To include the same directories into each backup of your instance, you can specify them in the pg_probackup.conf configuration file using the set-config command with the --external-dirs option.

Performing Cluster Verification

To verify that Postgres Pro database cluster is not corrupt, run the following command:

pg_probackup checkdb [-B backup_dir [--instance instance_name]] [-D data_dir] [connection_options]

This command performs physical verification of all data files located in the specified data directory by running page header sanity checks, as well as block-level checksum verification if checksums are enabled. If a corrupt page is detected, checkdb continues cluster verification until all pages in the cluster are validated.

By default, similar page validation is performed automatically while a backup is taken by pg_probackup. The checkdb command enables you to perform such page validation on demand, without taking any backup copies, even if the cluster is not backed up using pg_probackup at all.

To perform cluster verification, pg_probackup needs to connect to the cluster to be verified. In general, it is enough to specify the backup instance of this cluster for pg_probackup to determine the required connection options. However, if -B and --instance options are ommitted, you have to provide connection options and data_dir via environment variables or command-line options.
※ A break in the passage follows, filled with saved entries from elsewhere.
Issue #1867, opened 2018-12-03
[Discussion] handle too many request of Entrez


hsiaoyi0504:
### Setup

I am reporting a problem with Biopython 1.72, 3.6, and CentOS 7 as follows:

``` shell
Traceback (most recent call last):
  File "create_fixture.py", line 127, in <module>
    summary_text, chr_id = search(g)
  File "/var/www/html/Melvin/utils/__init__.py", line 11, in search
    handle = Entrez.esummary(db='gene', id=record['IdList'][0])
  File "/var/www/html/Melvin/env/lib64/python3.6/site-packages/Bio/Entrez/__init__.py", line 320, in esummary
    return _open(cgi, variables)
  File "/var/www/html/Melvin/env/lib64/python3.6/site-packages/Bio/Entrez/__init__.py", line 533, in _open
    raise exception
  File "/var/www/html/Melvin/env/lib64/python3.6/site-packages/Bio/Entrez/__init__.py", line 531, in _open
    handle = _urlopen(cgi)
  File "/usr/lib64/python3.6/urllib/request.py", line 223, in urlopen
    return opener.open(url, data, timeout)
  File "/usr/lib64/python3.6/urllib/request.py", line 532, in open
    response = meth(req, response)
  File "/usr/lib64/python3.6/urllib/request.py", line 642, in http_response
    'http', request, response, code, msg, hdrs)
  File "/usr/lib64/python3.6/urllib/request.py", line 570, in error
    return self._call_chain(*args)
  File "/usr/lib64/python3.6/urllib/request.py", line 504, in _call_chain
    result = func(*args)
  File "/usr/lib64/python3.6/urllib/request.py", line 650, in http_error_default
    raise HTTPError(req.full_url, code, msg, hdrs, fp)
urllib.error.HTTPError: HTTP Error 429: Too Many Requests
```

### Expected behaviour

Provide a option to avoid this

### Actual behaviour

raise HTTPError

### Steps to reproduce

invoke request frequently

It's a feature request and I think I can contribute this part.
The reason why I open this is just to have a discussion how should I do that (spec ...).

peterjc:
That should not happen - we already try to enforce most of the NCBI usage restrictions - although as documented, not the *For any series of more than 100 requests, do this at weekends or outside USA peak times.* rule. See "Entrez Guidelines" in our tutorial:

http://biopython.org/DIST/docs/tutorial/Tutorial.html
[...]

PR #1869, opened 2018-12-05
increase delay time without API key to 0.37

hsiaoyi0504:
To fix issue #1867.

### DIFF
--- a/Bio/Entrez/__init__.py
+++ b/Bio/Entrez/__init__.py
@@ -520,7 +520,9 @@ def _open(cgi, params=None, post=None, ecitmatch=False):
     # Equivalently, at least a third of second between queries
     params = _construct_params(params)
     options = _encode_options(ecitmatch, params)
-    delay = 0.1 if api_key else 0.333333334
+    # Using just 0.333333334 seconds sometimes hit the NCBI rate limit,
+    # the slightly longer pause of 0.37 seconds has been more reliable.
+    delay = 0.1 if api_key else 0.37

Physical verification cannot detect logical inconsistencies, missing or nullified blocks and entire files, or similar anomalies. Extensions amcheck and amcheck_next provide a partial solution to these problems.

If you would like, in addition to physical verification, to verify all indexes in all databases using these extensions, you can specify the --amcheck flag when running the checkdb command:

pg_probackup checkdb -D data_dir --amcheck [connection_options]

You can skip physical verification by specifying the --skip-block-validation flag. In this case, you can omit backup_dir and data_dir options, only connection options are mandatory:

pg_probackup checkdb --amcheck --skip-block-validation [connection_options]

Logical verification can be done more thoroughly with the --heapallindexed flag by checking that all heap tuples that should be indexed are actually indexed, but at the higher cost of CPU, memory, and I/O consumption.

Validating a Backup

pg_probackup calculates checksums for each file in a backup during the backup process. The process of checking checksums of backup data files is called the backup validation. By default, validation is run immediately after the backup is taken and right before the restore, to detect possible backup corruption.

If you would like to skip backup validation, you can specify the --no-validate flag when running backup and restore commands.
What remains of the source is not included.